- [GIVEN DATA]:

---------------

PR #1489, opened 2016-02-11
Added support for importing files along with styling.

jdeolive:
When importing from a file source it checks if the style came with a
style file, and when that is the case tries to use that for the style
of the new layer rather than generating one from scratch.

### DIFF
--- a/src/extension/importer/core/src/main/java/org/geoserver/importer/Importer.java
+++ b/src/extension/importer/core/src/main/java/org/geoserver/importer/Importer.java
@@ -1,4 +1,4 @@
-/* (c) 2014 - 2015 Open Source Geospatial Foundation - all rights reserved
+/* (c) 2014 - 2016 Open Source Geospatial Foundation - all rights reserved
  * (c) 2001 - 2013 OpenPlans
  * This code is licensed under the GPL 2.0 license, available at the root
  * application directory.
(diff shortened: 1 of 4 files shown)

---------------

- [EXERCISE GOAL]:
Would you please repeat the whole listing exactly as it is?

- [TASK RESULT]:
PR #1489, opened 2016-02-11
Added support for importing files along with styling.

jdeolive:
When importing from a file source it checks if the style came with a
style file, and when that is the case tries to use that for the style
of the new layer rather than generating one from scratch.

### DIFF
--- a/src/extension/importer/core/src/main/java/org/geoserver/importer/Importer.java
+++ b/src/extension/importer/core/src/main/java/org/geoserver/importer/Importer.java
@@ -1,4 +1,4 @@
-/* (c) 2014 - 2015 Open Source Geospatial Foundation - all rights reserved
+/* (c) 2014 - 2016 Open Source Geospatial Foundation - all rights reserved
  * (c) 2001 - 2013 OpenPlans
  * This code is licensed under the GPL 2.0 license, available at the root
  * application directory.
(diff shortened: 1 of 4 files shown)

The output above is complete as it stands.